Abstract: Quantum state preparation involving a uniform superposition over a non-empty subset of $n$-qubit computational basis states is an important and challenging step in many quantum computation algorithms and applications. In this work, we address the problem of preparation of a uniform superposition state of the form $\ket{\Psi} = \frac{1}{\sqrt{M}}\sum_{j = 0}^{M - 1} \ket{j}$, where $M$ denotes the number of distinct states in the superposition state and $2 \leq M \leq 2^n$. We show that the superposition state $\ket{\Psi}$ can be efficiently prepared with a gate complexity and circuit depth of only $O(\log_2~M)$ for all $M$. This demonstrates an exponential reduction in gate complexity in comparison to other existing approaches in the literature for the general case of this problem. Another advantage of the proposed approach is that it requires only $n=\ceil{\log_2~M}$ qubits.
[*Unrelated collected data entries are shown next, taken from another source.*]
PR #953, opened 2023-11-30
Update README.md

ShlomoCode:
`flutter` commands don't work in the root folder


ShlomoCode:
By the way, a warning appears -
`Deprecated. Use dart run instead.`

PR #955, opened 2023-11-30
Update zh-HK Translation

graphemecluster:
Plus fixing zh-CN translation


app/assets/i18n/strings_zh-CN.i18n.json
```diff
@@ -144,7 +144,7 @@
     },
     "noConnection": {
       "symptom": "双方设备均无法发现对方或者分享文件。",
-      "solution": "当问题发生在双方设备上时，请先确认双方设备处于同一 WiFi 网络内，且有相同的网络（端口、多播地址、加密选项）配置。若因 Wi‑Fi 不允许参与者间通信，那么请在路由器中关闭这个（如：AP 隔离）选项。"
+      "solution": "当问题发生在双方设备上时，请先确认双方设备处于同一 Wi‑Fi 网络内，且有相同的网络（端口、多播地址、加密选项）配置。若因 Wi‑Fi 不允许参与者间通信，那么请在路由器中关闭这个（如：AP 隔离）选项。"
```
graphemecluster, line 147: This change was made in #926. I don't know if it was intentional, but Wi‑Fi is a trademark that shouldn't be altered, and nevertheless “Wi‑Fi” in the second sentence was being kept.

graphemecluster: P.S. This is a non-breaking hyphen such that a line won't break between “Wi‑” and “Fi”. I made this change to the 3 Chinese locales in #701; I suggest making the same changes to other locales too.

PR #972, opened 2023-12-02
Added FR translations + small change to english strings

Nixuge:
Added FR translations for https://github.com/localsend/localsend/issues/345#issuecomment-1832988591

\+ While at it found out that there are 2 occurences of "open-source" in the main file, except one was written as "open-source" and the other one "open source", just made it so that both are now "open-source"


Tienisto:
Alright, thanks!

Furthermore, neither ancilla qubits nor any quantum gates with multiple controls are needed in our approach for creating the uniform superposition state $\ket{\Psi}$. It is also shown that a broad class of nonuniform superposition states that involve a mixture of uniform superposition states can also be efficiently created with the same circuit configuration that is used for creating the uniform superposition state $\ket{\Psi}$ described earlier, but with modified parameters.